**YOUR OBJECTIVE**
A word-for-word transcription of the records is required.

**RECORDS**
____________

PR #813, opened 2023-10-06
Add another variant to the `StepVerifierLastStepVerifyErrorClass`

Venorcis:
Added `verifyErrorMatches(clazz::isInstance)` as a variant of `verifyErrorSatisfies(t -> assertThat(t).isInstanceOf(clazz))` that we already rewrite.

### DIFF
--- a/error-prone-contrib/src/test/resources/tech/picnic/errorprone/refasterrules/ReactorRulesTestInput.java
+++ b/error-prone-contrib/src/test/resources/tech/picnic/errorprone/refasterrules/ReactorRulesTestInput.java
@@ -520,7 +520,7 @@ final class ReactorRulesTest implements RefasterRuleCollectionTestCase {
         StepVerifier.create(Mono.empty())
             .verifyErrorMatches(IllegalStateException.class::isInstance),
         StepVerifier.create(Mono.empty())
-            .verifyErrorSatisfies(t -> assertThat(t).isInstanceOf(IllegalStateException.class)));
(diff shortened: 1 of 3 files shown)


rickie (approved):
Nice @Venorcis 😄 ! 

Suggested commit message:
```
Extend `StepVerifierLastStepVerifyErrorClass` Refaster rule (#813)
```

error-prone-contrib/src/test/resources/tech/picnic/errorprone/refasterrules/ReactorRulesTestInput.java
```diff
@@ -440,6 +440,8 @@ Duration testStepVerifierLastStepVerifyError() {
   ImmutableSet<Duration> testStepVerifierLastStepVerifyErrorClass() {
     return ImmutableSet.of(
         StepVerifier.create(Mono.empty()).expectError(IllegalArgumentException.class).verify(),
+        StepVerifier.create(Mono.empty())
+            .verifyErrorMatches(IllegalStateException.class::isInstance),
         StepVerifier.create(Mono.empty())
             .verifyErrorSatisfies(t -> assertThat(t).isInstanceOf(IllegalStateException.class)));
```
Stephan202: For consistency with other test cases, let's vary this exception type. I see that elsewhere in this class we use `AssertionError` as a third type.

Stephan202 (approved):
Rebased and added a tiny commit. This'll work well together with #811 :).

____________

**RESPONSE FOR THIS EXERCISE**
PR #813, opened 2023-10-06
Add another variant to the `StepVerifierLastStepVerifyErrorClass`

Venorcis:
Added `verifyErrorMatches(clazz::isInstance)` as a variant of `verifyErrorSatisfies(t -> assertThat(t).isInstanceOf(clazz))` that we already rewrite.

### DIFF
--- a/error-prone-contrib/src/test/resources/tech/picnic/errorprone/refasterrules/ReactorRulesTestInput.java
+++ b/error-prone-contrib/src/test/resources/tech/picnic/errorprone/refasterrules/ReactorRulesTestInput.java
@@ -520,7 +520,7 @@ final class ReactorRulesTest implements RefasterRuleCollectionTestCase {
         StepVerifier.create(Mono.empty())
             .verifyErrorMatches(IllegalStateException.class::isInstance),
         StepVerifier.create(Mono.empty())
-            .verifyErrorSatisfies(t -> assertThat(t).isInstanceOf(IllegalStateException.class)));
(diff shortened: 1 of 3 files shown)


rickie (approved):
Nice @Venorcis 😄 ! 

Suggested commit message:
```
Extend `StepVerifierLastStepVerifyErrorClass` Refaster rule (#813)
```

error-prone-contrib/src/test/resources/tech/picnic/errorprone/refasterrules/ReactorRulesTestInput.java
```diff
@@ -440,6 +440,8 @@ Duration testStepVerifierLastStepVerifyError() {
   ImmutableSet<Duration> testStepVerifierLastStepVerifyErrorClass() {
     return ImmutableSet.of(
         StepVerifier.create(Mono.empty()).expectError(IllegalArgumentException.class).verify(),
+        StepVerifier.create(Mono.empty())
+            .verifyErrorMatches(IllegalStateException.class::isInstance),
         StepVerifier.create(Mono.empty())
             .verifyErrorSatisfies(t -> assertThat(t).isInstanceOf(IllegalStateException.class)));
```
Stephan202: For consistency with other test cases, let's vary this exception type. I see that elsewhere in this class we use `AssertionError` as a third type.

Stephan202 (approved):
Rebased and added a tiny commit. This'll work well together with #811 :).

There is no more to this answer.